Behavior of <- NULL on lists versus data.frames for removing data
- by Ananda Mahto
Many R users eventually figure out lots of ways to remove elements from their data. One way is to use NULL, particularly when you want to do something like drop a column from a data.frame or drop an element from a list.
Eventually, a user comes across a situation where they want to drop several columns from a data.frame at once, and they hit upon <- list(NULL) as the solution (since using <- NULL will result in an error).
A data.frame is a special type of list, so it wouldn't be too tough to imagine that the approaches for removing items from a list should be the same as removing columns from a data.frame. However, they produce different results, as can be seen in the example below.

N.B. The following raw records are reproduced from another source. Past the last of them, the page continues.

PR #3457, opened 2016-08-03
Send Keystrokes to Desktop 

nickmitchko:
Adds keyboard hotkey that disables/enables keyboard capture on the xfreerdp client window.
Previously in X11, you were stuck in fullscreen mode and graphics would break on the normal CTRL+ALT+ENTER; This made multitasking with workspaces near impossible.

Added Keystrokes (captures both uppercase and lowercase):
Ctrl + Atl + R: Releases keystrokes until window regains focus.
Ctrl + Atl + U: Recaptures keystrokes (they get sent back to rdp), only used if the rdp window doesn't not refocus.

Example Usage:
Case (Ubuntu 16.04, multiple workspaces, RDP on workspace 1 of 4 [2x2]): 
command: xfreerdp /u:user /p:password /d:domain /f /multimon /v:rdphost.somehost.com
- First. user sends keystroke Ctrl + Alt + r
- Then user send Ctrl + Alt + →
  Outcome workspace changes to workspace 2

### DIFF
--- a/client/X11/xf_keyboard.c
+++ b/client/X11/xf_keyboard.c
@@ -465,6 +465,26 @@ BOOL xf_keyboard_handle_special_keys(xfContext* xfc, KeySym keysym)
 	{
 		return TRUE;
 	}
+	// Nicholai Mitchko
+	// Add a keyboard binding to allow switching workspaces in FullScreenMode
+	// Release Keyboard: CTRL + ALT + R/r
+	// Capture Keyboard: CTRL + ALT + U/u
+	if((keysym == XK_u) || (keysym == XK_U)){
+		if(mod.Ctrl && mod.Alt){
+			if(xfc->fullscreen){
+				XGrabKeyboard(xfc->display, xfc->window->handle, TRUE, GrabModeAsync, GrabModeAsync, CurrentTime);
+			}
+		}
+	}
+
+	if((keysym == XK_r) || (keysym == XK_R)){
+		if(mod.Ctrl && mod.Alt){
+			if(xfc->fullscreen){
+				XUngrabKeyboard(xfc->display, CurrentTime);
+			}
+		}
+	}
+	// End Changes
 
 	if(!xfc->remote_app && xfc->fullscreen_toggle)
 	{


client/X11/xf_keyboard.c
```diff
@@ -465,6 +465,26 @@ BOOL xf_keyboard_handle_special_keys(xfContext* xfc, KeySym keysym)
 	{
 		return TRUE;
 	}
+	// Nicholai Mitchko
+	// Add a keyboard binding to allow switching workspaces in FullScreenMode
```
hardening: Please remove the comment about the author and the "end changes" below. When we wanna know wrote what we have git blame for that.

hardening:

caramorsimon:
I am using multiple workspaces (and multiple monitors) on 16.04 gnome 3.20 & do not experience graphics breaking.
 It is true that once focus is on freerdp  all input is directed to the rdp window (which prevents ubuntu handling the super key for instance) & the patch is a worthwhile approach for that without having to use the mouse to change focus.
It is not clear what is meant by "Graphics breaking" above, but I experienced a gnome 3.18 defect  whereby a fullscreen freerdp window would remain visible after I select a different workspace, but putting input focus back into rdp required a switch back to the original workspace [even though the "window" is visible]
Understanding the problem is made harder in fullscreen since the thumbnail for fullscreen rdp windows is missing from the workspace previews  & gnome 3.18 does not support any previews for secondary monitors
I have since upgraded to Gnome 3.20 desktop to get a secondary monitor preview extension installed & resolves the window paint issue on workspace selection. freerdp can now be moved between workspaces as expected & my monitors now display the expected windows only from the selected workspace. 
The issue of missing preview thumbnails is still present.
There is also a slight conflict with my multimonitor extension which has added the gnome notification bar to all monitors & is grabbing the clicks in that area even though it is "hidden" under the xfreerdp fullscreen window, I will either get used to it or workaround by reducing screen dimensions slightly if I want to click in the top of maximised windows without thinking about it..

krissi:
I had the same issue and solved it using the undocumented (?) action.sh-feature.

Create the file /usr/share/freerdp/action.sh with the following contents and make it executable. After that Ctrl+Alt+Left/Right work for workspace switching and Scrolllock for minimizing the current window.

```sh
#!/bin/sh

if [ $# -eq 1 ]; then
  echo "Ctrl+Alt+Left"
  echo "Ctrl+Alt+Right"
  echo "Scroll_Lock"
  exit 0
elif [ $# -eq 2 -a "$1" = "key" ]; then
  if [ "$2" = "Ctrl+Alt+Left" ]; then
    xdotool set_desktop 0
  elif [ "$2" = "Ctrl+Alt+Right" ]; then
    xdotool set_desktop 1
  elif [ "$2" = "Scroll_Lock" ]; then
    xdotool getactivewindow windowminimize
  else
    echo "Unknown hotkey: $2" >&2
  fi
else
  echo invalid usage >&2
  exit 1
fi
```

It is more a workaround than a pretty solution, just some thought-sharing ;)

hardening:
@caramorsimon -grab-keyboard should help too

client/X11/xf_keyboard.c
hardening: And I forgot to mention that we're not using C++ comments in FreeRDP.

Appart from that the patch looks good, any comment from others ?

ilammy:
Hm... I've skimmed through xf_keyboard.c and it seems we've already ungrabbing keyboard when Right Ctrl  is pressed. Why that doesn't work?..

Other than that, the changes seem to be okay. I've tested this with Unity and GNOME 3 from a couple of Ubuntus and it helps with workspace switching (at least until I switch back to the workspace with XFreeRDP and it grabs the keyboard again because mouse cursor has entered the window).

## Make some small data--two data.frames and two lists
cars1 <- cars2 <- head(mtcars)[1:4]
cars3 <- cars4 <- as.list(cars2)
## Demonstration that the `list(NULL)` approach works
cars1[c("mpg", "cyl")] <- list(NULL)
cars1
# disp hp
# Mazda RX4 160 110
# Mazda RX4 Wag 160 110
# Datsun 710 108 93
# Hornet 4 Drive 258 110
# Hornet Sportabout 360 175
# Valiant 225 105
## Demonstration that simply using `NULL` does not work
cars2[c("mpg", "cyl")] <- NULL
# Error in `[<-.data.frame`(`*tmp*`, c("mpg", "cyl"), value = NULL) :
# replacement has 0 items, need 12
Switch to applying the same concept to a list, and compare the difference in behavior.
## Does not fully drop the items, but sets them to `NULL`
cars3[c("mpg", "cyl")] <- list(NULL)
# $mpg
# NULL
#
# $cyl
# NULL
#
# $disp
# [1] 160 160 108 258 360 225
#
# $hp
# [1] 110 110 93 110 175 105
## *Does* drop the `list` items while this would
## have produced an error with a `data.frame`
cars4[c("mpg", "cyl")] <- NULL
# $disp
# [1] 160 160 108 258 360 225
#
# $hp
# [1] 110 110 93 110 175 105
The main questions I have are, if a data.frame is a list, why does it behave so differently in this scenario? Is there a foolproof way of knowing when an element will be dropped, when it will produce an error, and when it will simply be given a NULL value? Or do we depend on trial-and-error for this?